Como panorama de fundo dos dois cenários está o mito contemporâneo, vendido por anúncios publicitários, políticas públicas e pela indústria do bem, segundo o qual o envelhecimento é maravilhoso, uma esplêndida fase da vida, agora chamada não mais de velhice, nem de terceira, quarta ou quinta idade, mas de melhor, a melhor idade. Entre os conflitos urbanos violentos dos manifestantes franceses contra a reforma da Previdência, aumentando a idade mínima para a aposentadoria, e as propagandas dos artifícios farmacológicos e cosméticos que fazem com que Ana Maria Braga, Suzana Vieira, as bailarinas de Faustão, a endiabrada Maísa mirim, inventada por Raul Gil e surrupiada por Sílvio Santos, e todo o elenco, o do bem e o do mal, da trama de Malhação pareçam fazer parte de uma mesma faixa etária uniforme, a juvenilização eterna, está o desmascaramento de que envelhecer não é essa beleza toda que os discursos sociais querem fazer crer.  

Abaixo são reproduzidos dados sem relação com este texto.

PR #217, opened 2018-01-18
sensor lennartz MKIII lite set up

salichon:
NB: PAZ to be confirmed
and/or checked for the MKIIlite


salichon:
@ozym I don t understand the conflict  since the resp/auto.go file was comitted with the changes.

salichon:
@nbalfour wrt the PAZ for the LE-3Dlite isntruments 
Shall we correct the Poles and Zeroes of all  the L3Dlite with regards to that updated document ?  
 http://www.lennartz-electronic.de/index.php/downloads-en/category/1-manuals?download=5:seismometers-manual

ozym:
The problem is related to gofmt with the "-v" flag. I've fixed the conflict but need to see why it was there in the first place.

salichon:
Sweet thanks

nbalfour:
@ozym yes, i think we should correct the responses for the other sensors.

ozym:
@salichon I suspect it may be related to your version of the go compiler when building the auto.go file.

salichon:
okay Merci Mark , 
which version is recommended ? 
I  have a 1.7 linux/amd64 on the laptop

salichon:
@nbalfour @ozym @quiffman 
Good day ! 
 i m going to merge that branch 
though, double checking on a long WE tuesday -> "Is it safe?"
In addition:  
Which go version + config Should I have to prevent from formating errors (see mark s commits) ? 
Thanks,
Cheers
Jerome

ozym:
@salichon in the `.travis.yml` there is an entry saying what version of go will be used to do the testing and building.

salichon:
FYI I installed go1.9.2.linux-amd64.tar.gz

As i realized this might be relevant to run go from a docker container perhaps. ..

NETINHO ABORTADO - Mesmo que a outra opção para o envelhecimento seja a morte, o caos francês deveria servir para que o mundo arregalasse os olhos e parasse de fazer de conta que acha mesmo o envelhecimento a oitava maravilha da vida. A televisão desdiz-se quanto a isso todos os dias. Os telejornais vendem a velhice das políticas públicas. O intervalo comercial dá um soco no olho com catarata dos velhinhos. Se envelhecer fosse bom e bacana, por que raios convidariam Ivete Sangalo, Cláudia Leite e Camila Pitanga para dizer que uma tintura da marca tal encobre melhor os fios brancos? Se velhice vendesse alguma coisa, seria Cleide Yáconis, ou seu ex-marido Stênio Garcia, que estrelariam comerciais para cabelos brancos, pois as belas citadas estão longe de qualquer signo de envelhecimento. As novelas estão aí para mostrar que Maitê Proença já entrou para o elenco das avós, mesmo que em Passione o netinho tenha sido abortado a tempo de Sylvio de Abreu, o autor, não ser convocado por uma das duas campanhas à Presidência da República para depor contra ou favor de um dos dois candidatos.
  
O que os protestos na França não mostram, mas dizem, é que os homens e as mulheres contemporâneas ganharam cerca de três décadas de vida extra no último século, mas a sociedade e o poder público ainda não sabem o que fazer com esse tempo-brinde. Diante do envelhecimento da população mundial, conseqüente das conquistas científicas e sociais, e da redução da população jovem, pelo fato de as mulheres parirem cada vez menos e mais tarde, a velhice prolongada, além de uma série de outros desafios que impõe, representa, para todos, uma fatura a ser paga. Mas por quem? A greve que parou os principais serviços na França foi motivada pela intenção de Nicolas Sarkozy de elevar a idade mínima para requerimento da aposentadoria de 60 para 62 anos, e da aposentadoria plena de 65 para 67 anos. E deu-se o caos. Em tese, a reação da população francesa representa uma contradição em termos ao que se propõe no discurso celebratório da chamada melhor idade. Todos não querem ser eternamente jovens, saudáveis, sem rugas, siliconados, exibindo parceiros sexuais de 20 e poucos anos, comprados como mimos nos supermercados do consumo erótico?
  
VELHINHAS GOSTOSAS - Sim, envelhecer comportando-se como e parecendo jovem é o sonho de todos, desde que não lhes peçam para trabalhar dois anos a mais antes de aposentar-se, pois, nesse instante, ter 60 anos é muito conveniente para gritar algo como ‘já sou velho/velha: já trabalhei o suficiente, não posso mais e agora as políticas públicas que me sustentem’. Obviamente que por trás de quaisquer propostas de readequação do sistema previdenciário de qualquer país está uma série de questões econômicas e sociais mais complexas, mas não há como fugir desse efeito colateral da possibilidade (o trabalho) de morrer após os 90 anos e não antes dos 60, idade que, até pouco tempo atrás, era mais do que de bom tamanho para despedir-se da vida.
  
A imortalidade é desejável? Ok, mas como se diz, não há almoço gratuito. Quem vai pagar a conta das velhinhas gostosas e dos velhões garanhões que deixam de trabalhar aos 60, se os jovens, coitados, órfãos de perspectivas e cada vez em menor quantidade, mal dão conta de pagar as próprias? E se o prazo de validade para a cama, para a beleza e para a vida social foi prorrogado e isso é tido como algo a ser comemorado, como fazer para deixar o trabalho, a vida profissional, fora dessa comemoração? É preciso ainda e também combinar algo com a sociedade, nem um pouco disposta, sabe-se, a dar emprego a alguém com mais de 50 anos. O mundo precisa decidir: a melhor idade é algo bom de verdade ou todos vão assumir que os velhos são um estorvo e nem para o trabalho servem? Ficar como trepadeira, no muro, afirmando teses para, em seguida, negá-las no exercício social, é optar pela hipocrisia. Mirem-se nos exemplos dos homens e mulheres, não apenas de Atenas, mas de Paris.